Find each line below that includes "self", then copy it.

***** Input data

PR #852, opened 2018-01-11
Flag for non-mutually-exclusive categorical classification

ajratner:
Now, if `Classifier` subclass is initialized with cardinality > 2 and `single_value=True` (default), it will have the same behavior as before: the marginals will be the result of applying a softmax, i.e. the probabilities for all classes will sum to one for each datapoint.  This will also be used during training.

However, now if `single_value=False`, a sigmoid will be applied element-wise instead--i.e. classes are not mutually-exclusive; this will also be used during training.  @regoldman this should be the quick fix for your application!

With `single_value=False`, it will *almost* be equivalent to just training `k` separate binary classifiers... almost because the LFs still only give mutually-exclusive labels.  So e.g. if there are LFs that should say 'yes' to two different classes, they would currently need to be represented as two different LFs, which would presumably change the generative model... so we'll have to think about this more.  Either way this flag shouldn't hurt or change anything when left at it's default

### DIFF
--- a/snorkel/learning/classifier.py
+++ b/snorkel/learning/classifier.py
@@ -17,9 +17,13 @@ class Classifier(object):
     # otherwise assume X is an AnnotationMatrix
     representation = False
 
-    def __init__(self, cardinality=2, name=None):
+    def __init__(self, cardinality=2, name=None, single_value=True):
         self.name = name or self.__class__.__name__
         self.cardinality = cardinality
+
+        # Determine whether predicts single value or (potentially) multiple
+        # Only valid when cardinality > 2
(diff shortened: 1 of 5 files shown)


ajratner:
Also @regoldman : there is a quicker way to implement this that doesn't require re-constructing (i.e. re-training) the models... let me know if this would be more convenient (just returning the unscaled logits instead of `marginals` and thresholding at 0 for each class)

ajratner:
This has other issues--thanks to discussion with @stephenbach!  In particular the semantics of negative votes are very unclear... going to close this for now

**********

* _Solution below_:
-    def __init__(self, cardinality=2, name=None):
+    def __init__(self, cardinality=2, name=None, single_value=True):
         self.name = name or self.__class__.__name__
         self.cardinality = cardinality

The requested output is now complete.